Christian Dior est né en 1905 à Granville, en Normandie, dans une famille d'industriels aisés. La famille s'installe à Paris cinq ans plus tard, mais l'enfance du couturier est marquée par cette maison de Granville qui domine la mer. Il puisera son inspiration dans les jardins et fleurs de cette villa devenue le musée Christian Dior.

Avant de devenir couturier, Christian Dior a tenu une galerie d'art de 1928 à 1934, où il exposait des peintres comme Salvador Dalí, Pablo Picasso, Alberto Giacometti.
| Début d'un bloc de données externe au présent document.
PR #95, opened 2017-03-26
Filesystem interface initial commit

ravisantoshgudimetla:
Initial commit on filesystem interface. Should address #33.

### DIFF
--- a/ims/interfaces/filesystem.py
+++ b/ims/interfaces/filesystem.py
@@ -1,0 +1,67 @@
+from abc import ABCMeta
+from abc import abstractmethod
+
+
+class FileSystem(object):
+    """
+    An abstract class for the filesystem that needs to be implemented by all
+    filesystems used by BMI. This should have basic operations that all
+    filesystems support. Some of the methods' arguments may be too much
+    modelled on ceph. We can change them once we start supporting other
+    filesystems.
+    """
+    __metaclass__ = ABCMeta
+
+    @abstractmethod
+    def list_images(self):
+        """
+        Lists all the images available in filesystem.
+        """
+
+    @abstractmethod
+    def remove_image(self, image):
+        """
+        Removes the given image from filesystem.
+        """
+
+    @abstractmethod
+    def create_image(self, image, size):
+        """
+        Creates an image in the filesystem with given size.
+        """
+
+    @abstractmethod
+    def snap_image(self, image, snapshot):
+        """
+        Creates a snapshot for the given image.
+        """
+
+    @abstractmethod
+    def remove_snapshot(self, image, snap_name):
+        """
+        Removes the given snapshot for the image.
+        """
+
+    @abstractmethod
+    def write(self, image, data, offset):
+        """
+        Writes the given data to image at given offset.
+        """
+
+    @abstractmethod
+    def clone(self, parent_image, parent_snapshot, image):
+        """
+        Creates a clone of parent_image at parent_snapshot with image as name.
+        """
+
+    @abstractmethod
+    def list_snapshots(self, image):
+        """
+        Lists all the snapshots for image.
+        """
+
+    @abstractmethod
+    def remove_snapshot(self, image, snap_name):
+        """
+        Removes snapshot for given image.
+        """
--- a/ims/einstein/ceph.py
+++ b/ims/einstein/ceph.py
@@ -6,6 +6,7 @@ import os
 import rados
 import rbd
 import sh
+from ims.interfaces.filesystem import FileSystem
 
 import ims.common.constants as constants
 import ims.exception.file_system_exceptions as file_system_exceptions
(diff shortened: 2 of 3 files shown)


chemistry-sourabh:
@ravisantoshgudimetla did you test this ? I think every method in the abstract class should have a pass.

ims/interfaces/filesystem.py
```diff
@@ -0,0 +1,67 @@
...
+        """
+
+    @abstractmethod
+    def list_snapshots(self, image):
+        """
+        Lists all the snapshots for image.
+        """
+
+    @abstractmethod
+    def remove_snapshot(self, image, snap_name):
```
chemistry-sourabh: Why are there two remove_snapshots ?

ravisantoshgudimetla: Yeah, this has to be removed.

ravisantoshgudimetla:
@chemistry-sourabh Not all filesystems need explicit locking for creating snapshots. Some of them do implicit locking like gluster. I guess xfs and butterfs does the samething(implicit locking). As, I mentioned, this class needs to have a bare minimum things needed for implementation.

ravisantoshgudimetla:
@chemistry-sourabh  - Pass is not needed for abstract methods.

chemistry-sourabh:
Ok, but we need the method in the interface because we are calling it in operations. We can make the implementation optional

ravisantoshgudimetla:
> Gene and I want to review the refactoring blueprints before we do any further development.


@apoorvemohan I think this was not discussed last time when we met, so I was proceeding with writing stuff. I think, its easier for all us, if you people can define a template for blueprint. This may be a one time activity but saves lots of time for others. Probably, every release can have some blueprints/proposals and then we can define some milestones based on them.

ravisantoshgudimetla:
>Ok, but we need the method in the interface because we are calling it in operations. We can make the implementation optional.

@chemistry-sourabh So, the contract does not mean we cannot implement other methods. We can have any number of methods in that class which implements as long all the abstract methods are implemented. Why to have something which is too much specific in high level abstract class

This is where multi-level inheritence comes in I guess, if you want, you can implement another class which implements basefilesystem and then ceph specific ones(although I recommend against it).

chemistry-sourabh:
My point is if we implement a GlusterFS Class from your interface then it will not work as snap_protect function won't be present in GlusterFS object. It will throw an exception.

Whatever methods the code that uses the object calls should be there in the interface or we should combine some methods.

ravisantoshgudimetla:
Again, why should it throw an error? The interface need to have only methods that are acceptable to all filesystems.

chemistry-sourabh:
Ohho you are not getting me. GlusterFS implements your Interface due to which it doesn't implement snap_protect. Then you call create_snapshot which has a call to snap_protect. Here the fs object will be GlusterFS's object, since it doesn't have snap_protect method it will result in a AttributeError Method not found.

ravisantoshgudimetla:
I think you are thinking too much on the implementation part. Its just a piece of code, you can introspect at run time which tells what object it is and choose a different code path.(It may add a runtime overhead but its always better than making class to implement something which doesnot exist).

chemistry-sourabh:
Atleast you got my point. We need to change the code or interface if the code should work with it.

ravisantoshgudimetla:
>Atleast you got my point. We need to change the code or interface if the code should work with it.

Yeah, I get that. Thanks for the info though. TBH, I did not think about that. But this is what happens when we write code without interfaces. Trying to modify interfaces to work with existing code instead of doing the other way around. A classical example of how we should not do this :).

chemistry-sourabh:
Finally something on which me and @sirushtim agree on LOL.

ravisantoshgudimetla:
>Also, FWIW, IMO, interfaces can have methods that not all backends implement. 

True, its not a question of "can have" but should it?(Other languages won't, unless implementations are done by abstract classes). The problem with python is - it allows and unless, we document it clearly(along with @abstract-method), it becomes difficult to tell once the codebase grows organically.(I guess, this is what we did for iSCSI.). So, I am kind of against this "Notimplemented" thing but if the general consensus is to have something like that, I am fine.

sirushtim:
@ravig Yeah, it should be done on a case-by-case basis. Just that sometimes it might be necessary to add a specific feature one type of hardware supports and others don't.

chemistry-sourabh:
There are 2 options as I said before:-
* Add the missing required methods as optional in the interface. OR
* Change ceph.py and operations.py so that those methods are not needed

chemistry-sourabh:
You guys choose. I prefer 1 as it is simpler, gives flexibility and reduces chances of adding more bugs when compared to 2.

chemistry-sourabh:
@naved001 I think this can be closed for now until we get clarity on the redesigning

naved001:
@chemistry-sourabh I think this is very generic. Don't know if it's worth closing it. I don't know how long the redesign will take, so I actually wanted to finish this PR and then write a mock driver.

naved001:
closing this because the structure will change with the proposed redesign. please reopen if this still has useful code.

Dans les années 30, il vend des croquis de robes puis entre comme modéliste chez le couturier Robert Piguet et ensuite comme styliste chez Lucien Lelong. Il rencontre l'industriel Marcel Boussac qui financera le lancement de sa maison de couture.

Le 12 février 1947, Christian Dior présente sa première collection avec des silhouettes inédites, il a inventé le New Look. C'est Carmel Snow, rédactrice en chef du magazine américain Harper's Bazaar, qui s'est exclamée : « Mon cher Christian, vos robes ont un tel new look ! » Le succès est instantané et international. Il meurt en 1957 d'une crise cardiaque en vacances en Italie.

ARTISTE ET BUSINESSMAN

La commissaire Florence Müller souligne avoir découvert différentes facettes de l'homme en préparant l'exposition. « Le plus étonnant, c'est que c'était un personnage très timide et modeste, il vivait entouré de ses amis dans une intimité très protégée, explique-t-elle. Et en même temps, il a eu une vie qui l'a propulsé sur le devant de la scène où il a été obligé de jouer un rôle très proéminant qu'il a accompli. »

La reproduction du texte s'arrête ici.